Protein and genomic data

Virus proteins and genomic data in Refseq release 13 (Sept. 13, 2005) were downloaded from [46]. 43,566 viral proteins are cross referenced to 1,456 NCBI taxonomical species. Another 72 viral species not encoding proteins in the Refseq release 13 were excluded in our analyses. 277 fully sequenced microbial proteomes and genomes (Nov. 03, 2005) were downloaded from [47], as described in [6].

ORFan identification

Viral ORFans were identified using a procedure similar to the one we have used in previous work [6]: A viral ORF is defined to be a viral ORFan if a BLASTP search against our All-Virus-DB finds no significant hits outside its residing genome. We define a significant hit if the BLASTP e-value is lower than 1e-3 (or for alignment lengths < 80aa, 1e-5).

Prophage identification

We identified prophages residing in the prokaryotic genomes using our own perl scripts implementing a method similar to that used by Bose and Barber [48].

Dataset controls

To investigate the possible dependence of our results to the particular data used, and to attempt to quantify the extent of any present bias, we have carried out three control experiments.

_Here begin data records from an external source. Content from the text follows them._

PR #1530, opened 2018-12-24
Remove unnecessary check

koheiw:
This branch was originally change `textstat_proxy()` to allow users to pass empty DFMs, but it turned out that there are deeper issues with Matrix's dimnames: `dimnames()`, `colnames()` and `rownames()` convert `character()` to `NULL` automatically, and and cause caches in several functions. So I added functions such as `set_dfm_dimnames()` that directly write to the S4 slot. I am open to different names of the internal functions, nonetheless.


tests/testthat/test-textstat_proxy.R
```diff
@@ -254,8 +254,8 @@ test_that("textstat_proxy works with non-intersecting documents or features", {
 
 test_that("raises error when dfm is empty (#1419)", {
     mt <- dfm_trim(data_dfm_lbgexample, 1000)
-    expect_error(textstat_proxy(mt),
-                 quanteda:::message_error("dfm_empty"))
+    expect_silent(textstat_proxy(mt))
```
kbenoit: I like the error message better, otherwise you are saying that all empty features have a distance or similarity of zero, when in fact you don't know a thing about them.

koheiw: If you like it, we should change it to warn instead of error, because error breaks programs that depends on the function in extreme cases.

kbenoit:
That outputs zeros but the distances and similarities are not zero. I think we should match the behaviour of the **dist** and **stats** functions here, e.g.
```r
mt <- dfm_trim(data_dfm_lbgexample, 1000)

textstat_dist(mt)
##    R1 R2 R3 R4 R5
## R2  0            
## R3  0  0         
## R4  0  0  0      
## R5  0  0  0  0   
## V1  0  0  0  0  0
proxy::dist(as.matrix(mt))
##    R1 R2 R3 R4 R5
## R2 NA            
## R3 NA NA         
## R4 NA NA NA      
## R5 NA NA NA NA   
## V1 NA NA NA NA NA
stats::dist(as.matrix(mt))
##    R1 R2 R3 R4 R5
## R2 NA            
## R3 NA NA         
## R4 NA NA NA      
## R5 NA NA NA NA   
## V1 NA NA NA NA NA

textstat_simil(mt)
##    R1 R2 R3 R4 R5
## R2  0            
## R3  0  0         
## R4  0  0  0      
## R5  0  0  0  0   
## V1  0  0  0  0  0
proxy::simil(as.matrix(mt))
##     R1  R2  R3  R4  R5
## R2 NaN                
## R3 NaN NaN            
## R4 NaN NaN NaN        
## R5 NaN NaN NaN NaN    
## V1 NaN NaN NaN NaN NaN
stats::cor(t(as.matrix(mt)))
##    R1 R2 R3 R4 R5 V1
## R1 NA NA NA NA NA NA
## R2 NA NA NA NA NA NA
## R3 NA NA NA NA NA NA
## R4 NA NA NA NA NA NA
## R5 NA NA NA NA NA NA
## V1 NA NA NA NA NA NA
```

koheiw:
We can let `textstat_simil()` and `textstat_dist()` to return `NA` but not `textstat_proxy()` because it is inefficient and has no harm as far as users are aware of it. 

Generally speaking, we are coming to the point where we should provide interfaces to the same underlying functions only different in terms of safety. **armadillo**, for example, has different types of [element assessors](http://arma.sourceforge.net/docs.html#element_access ): one raises errors when indices are our-of-range while others just crash the program (but faster) just like regular C++ vectors. 

In the same vein, I had an idea to separate **quanteda-core** from **quanteda**. The former is a set of high performance functions for expert users and developers, while the latter is for beginners and end users.

tests/testthat/test-textstat_proxy.R
kbenoit: As long as we return NA for the distance or similarity matrix when the documents or features are empty, I'm fine with NA and no warning for `textstat_simil()` and `textstat_dist()`.

kbenoit:
> We can let `textstat_simil()` and `textstat_dist()` to return NA but not `textstat_proxy()` because it is inefficient and has no harm as far as users are aware of it.

:+1:

Can you make that change please?

Sounds like most of the code that is now in **proxyC** will replace `quanteda::textstat_proxy()` soon anyway.

kbenoit:
Suggest we remove `set_fcm_dimnames()` since this should not ever be allowed to happen:
```r
x <- fcm(c("a b c", "a b c"), "window", window = 1)
quanteda:::set_fcm_dimnames(x) <- list(paste0("feature", 1:3), paste0("ALTFEAT", 1:3))
# Feature co-occurrence matrix of: 3 by 3 features.
# 3 x 3 sparse Matrix of class "fcm"
#           features
# features   ALTFEAT1 ALTFEAT2 ALTFEAT3
#   feature1        0        2        0
#   feature2        0        0        2
#   feature3        0        0        0
```

koheiw:
I was not entirely sure if we need `set_fcm_dimnames()`, but here is a reason why I kept it.

FCM are a square matrix when created by `fcm()` but we can select row or columns afterwords, so rectangular FCM is valid. Then, we should be able to coerce a rectangular matrix to a FCM using `set_fcm_dimnames()`. If don't have it, `fcm_select()` will fail.
```r
quanteda_options(threads = 8)
require(quanteda)

dmt <- dfm(data_corpus_inaugural) %>% dfm_trim(100, docfreq_type = "rank")
fmt <- fcm(dmt)
dim(fmt[,"people"]) 
# [1] 146   1

fmt2 <- quanteda:::matrix2fcm(Matrix::rsparsematrix(146, 1, density = 1))
dim(fmt2)
# [1] 146   1

fcm_select(fmt[,1:10], "a*")
# Feature co-occurrence matrix of: 12 by 2 features.
# 12 x 2 sparse Matrix of class "fcm"
#           features
# features      and among
#   and      308636 13074
#   among         0   155
#   a             0     0
#   an            0     0
#   as            0     0
#   all           0     0
#   at            0     0
#   are           0     0
#   american      0     0
#   against       0     0
#   any           0     0
#   america       0     0
```
It is also possible that rows and columns of FCM to be different:
```r
fmt[1:5,6:10]
# Feature co-occurrence matrix of: 5 by 5 features.
# 5 x 5 sparse Matrix of class "fcm"
#        features
# features      to  life     no   have    me
#    of     811716 16251  82158 169059 31631
#    the   1156450 22263 115796 239131 44502
#    and    538505 12763  55336 115255 20103
#    :        8560   401   1054   2134   211
#    among   11809   240   1147   2432   430
```

kbenoit:
**on the fcm issue:**

While `[.fcm()` will break this, we designed the `fcm_select()` and `fcm_remove()` operations to preserve symmetry. I think at one point I even tried to enforce symmetry via the class definition, but that only applies to the constructor and most fcm modification operations did not (re)construct the fcm.

``` r
x <- fcm("a a b a c aa d bb b bb a", context = "window", window = 3)
x
## Feature co-occurrence matrix of: 6 by 6 features.
## 6 x 6 sparse Matrix of class "fcm"
##         features
## features a b c aa d bb
##       a  3 4 2  1 1  2
##       b  0 0 1  2 1  2
##       c  0 0 0  1 1  1
##       aa 0 0 0  0 1  1
##       d  0 0 0  0 0  2
##       bb 0 0 0  0 0  1
fcm_select(x, c("a*", "b*"))
##         features
## features a b aa bb
##       a  3 4  1  2
##       b  0 0  2  2
##       aa 0 0  0  1
##       bb 0 0  0  1
x[1:2, 3:4]
## Feature co-occurrence matrix of: 2 by 2 features.
## 2 x 2 sparse Matrix of class "fcm"
##         features
## features c aa
##        a 2  1
##        b 1  2
```

But I can see why we want the `set_fcm_dimnames()`, and it's only internal, so let's keep it.

kbenoit:
**on the `pad_dfm()` idea**

Doesn't `dfm_select()` already do this, even without the proposed `pad` argument? Let's just rewrite it internally to avoid the `cbind()`.

koheiw:
`dfm_select()` does not have padding function (and it should not do):
```r
mt <- dfm(("a b c"))
dfm_select(mt, c("a", "b", "c", "d"))
# Document-feature matrix of: 1 document, 3 features (0.0% sparse).
# 1 x 3 sparse Matrix of class "dfm"
#        features
# docs    a b c
#  text1 1 1 1
```
It would be better to to make a separate function because padding interacts with `valutype` and `case-insensitive`, making it difficult to use.

`cbind()` is not good because it is a function too add all the elements provided, while the new function should add only missing features and sort them all.

kbenoit:
Interesting, that’s right when `pattern` is a vector, but when it’s a dfm then it does pad by default. I agree it should not for any other pattern type.

koheiw:
I think we should move the special behaviour for a DFM to a new function.

koheiw:
Admittedly `dfm_pad()` is not great as `tokens_select(pad = TRUE)` is similar to the default behavior of `dfm_select()`, which do not drop zero-count features. `dfm_conform()` is certainly better, but you still needs to do use `cbind()` to make conformant matrices `a2` and `b2`:
```
a2 <- dfm_conform(a, cbind(a, b))
b2 <- dfm_conform(b, cbind(a, b))
```
A more efficient way is just combining features:
```
a2 <- dfm_conform(a, union(featname(a), featname(b)))
b2 <- dfm_conform(b, union(featname(a), featname(b)))
```
This means `dfm_conform()` is taking union of features, so it can be `dfm_unite()`:
```
a2 <- dfm_unite(a, b)
b2 <- dfm_unite(b, a)
```
We need a universal rule to sort the features here, however.

kbenoit:
OK, let's move the `dfm_unite()` (still need a better name...) to a new issue and new PR, since it's independent of this, and fix this last change request so we can merge this PR https://github.com/quanteda/quanteda/pull/1530#issuecomment-450179539.

Can you finish that one?

kbenoit:
@koheiw I just added some breaking tests, which I will let you address where you see most appropriate, but I would strongly suggest they be made in `textstat_proxy()` since there zeros currently returned are incorrect.

When those tests pass I think this PR is ready to merge.

koheiw:
I made changes in the R code of `textstat_proxy()` to return `NA` for zero vectors (when threshold is not used), but not sure about the output of `proxy::simil()`. For example, cosine similarity of R1 and R5 is 1 according to the function... I think it should be `NA` or 0 (as inner product is 0). Do you know why?
```r
> as.matrix(mt)
    features
docs A B C D E F G H I J K L M N O P Q R S T
  R1 0 0 0 0 0 0 0 0 0 0 0 0 0 0 0 0 0 0 0 0
  R2 0 0 0 0 0 0 0 0 0 0 0 0 0 0 0 0 0 0 0 0
  R3 1 1 1 1 1 1 1 1 1 1 1 1 1 1 1 1 1 1 1 1
  R4 1 1 1 1 1 1 1 1 1 1 1 1 1 1 1 1 1 1 1 1
  R5 0 0 0 0 0 0 0 0 0 0 0 0 0 0 0 0 0 0 0 0

> textstat_simil(mt, method = "cosine")
   R1 R2 R3 R4
R2 NA         
R3 NA NA      
R4 NA NA  1   
R5 NA NA NA NA
> proxy::simil(as.matrix(mt), method = "cosine")
   R1 R2 R3 R4
R2  1         
R3  0  0      
R4  0  0  1   
R5  1  1  0  0
```

kbenoit:
Ah, interesting case. The product of the vector sums in the denominator for the cosine similarity formula mean that for any vector of zeros, the denominator is zero, and therefore the result is undefined (even 0/0 is undefined). So that should really be `NaN`. I am guessing that `proxy::simil(x, method = "cosine")` uses some workaround so that two identical vectors, regardless of their values, produce a value of 1. 

In the example above, cossimil(R3, R4) = 1 (correctly) but the similarity of any ntoken(x)>0 document with any(ntoken(x))==0 document should be NaN. 

`NA` is also good enough for me so it looks like the existing behaviour of `textstat_simil()` in this example is correct, so we just need to alter the test to reflect that. The code is fine.

koheiw:
It is a bug in **proxy**:

https://github.com/koheiw/proxy/blob/09fa7db01687657afb76ef5a7f15faaebc212770/src/distance.c#L449-L482
```
    if (!R_FINITE(xy)) return NA_REAL;
    xy /= sqrt(xx) * sqrt(yy);
```
The second line should come first.

This is a good reminder that mimicking existing tools does not maker our package better.

kbenoit:
I suspected something like that. 

Matching existing packages is not always the best way to define our behaviours, but it's usually a good start. There's also the goal of integrating well into the existing R ecosystem (as crazy as it often is). 

And I'd trust the **stats** package (which **proxy** of course is not!).

koheiw:
Then, we should stop using `dist` object (or its variant) for saving similarity.

koheiw:
I don't think this is correct either. If variance of R1, 2, 5 are zero, their autocorrelation should be `NA`. 
```r
stats::cor(t(as.matrix(mt)), method = "pearson")
   R1 R2 R3 R4 R5
R1  1 NA NA NA NA
R2 NA  1 NA NA NA
R3 NA NA  1 NA NA
R4 NA NA NA  1 NA
R5 NA NA NA NA  1
```
This is correct
```r
textstat_proxy(mt, method = "correlation", use_na = TRUE) 
5 x 5 sparse Matrix of class "dsTMatrix"
   R1 R2 R3 R4 R5
R1 NA NA NA NA NA
R2 NA NA NA NA NA
R3 NA NA NA NA NA
R4 NA NA NA NA NA
R5 NA NA NA NA NA
```

koheiw:
Diagonals become one because of `as.matrix.dist()`. 
```r
textstat_simil(mt, method = "correlation") %>% as.matrix()
   R1 R2 R3 R4 R5
R1  1 NA NA NA NA
R2 NA  1 NA NA NA
R3 NA NA  1 NA NA
R4 NA NA NA  1 NA
R5 NA NA NA NA  1
```
This means that we cannot even write a test without abandoning `dist` objects.

kbenoit:
I agree with your comment 
https://github.com/quanteda/quanteda/pull/1530#issuecomment-451082696 that the result should be `NA` for the diagonal. This is what `stats::cor(t(as.matrix(mt)), use = “pairwise.complete.obs”)` produces too. But we don’t need such subtleties so the correlation of any quantity with another that has zero variance should be zero.

And yes this is a flaw of using a modified dist object that does not record the diagonal.

So let’s take the plunge and move to the `dsTMatrix` as the default return object for `textstat_simil()` and `textstat_dist()`. This has the advantage of providing a matrix that is efficient when symmetric. We can provide coercion methods to dist for distance objects and maybe even proxy::simil class objects and to the list format as we do currently, but the default can be `dsTMatrix`. This will be a breaking change for some other packages but we can deprecate this. I think we should deprecate the diag argument too so that we always provide the diagonal, which would avoid the problems we are seeing for zero-variance or non-existent features.

So I’m convinced now that the flaws of the missing diagonal for the simil derivative class of dist outweigh the advantages of compatibility with the **proxy** library. However I remain firmly convinced that zero must mean zero in a `dsTMatrix` return value, not a missing value. 

**However let’s do this in a separate branch and PR after we accept this one.** That allows us to focus on the transitional issues and edge cases that motivated it. **In the meantime** let’s `skip()` the breaking tests and add some To Do comments to fix them in the transition to `dsTMatrix`. Then we can discuss alternatives such as the list or pairwise data.frame to avoid the zeros mean something other than zeros issue.

Sound like a plan?

kbenoit:
On the Jaccard, eJaccard, and Dice question, this needs more investigation and I’d be happy to get this PR merged and raise them as a separate issue with a separate solution. Our PRs lately have tended to become overly broad in the issues they encompass.  Although clearly some of them are like trying to tie up a loose end for a knitted sweater that then starts to unravel a whole sleeve!!

koheiw:
Please merge this when you think ready. This branch only breaks your tests against **stats** and **proxy**.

In each control, we applied the exact same computations as the ones described in the text, and verified that the results remain statistically significant. The three control experiments exclude subsets of the data as follows: a) Excluding shorter ORFs (< = 300 bp) b) Excluding smaller genomes (<50 ORFs) and c) Excluding ssDNA and all RNA viruses. In all three cases, our main observations remain statistically significant. A detailed summary of each of these controlled can be found at [49].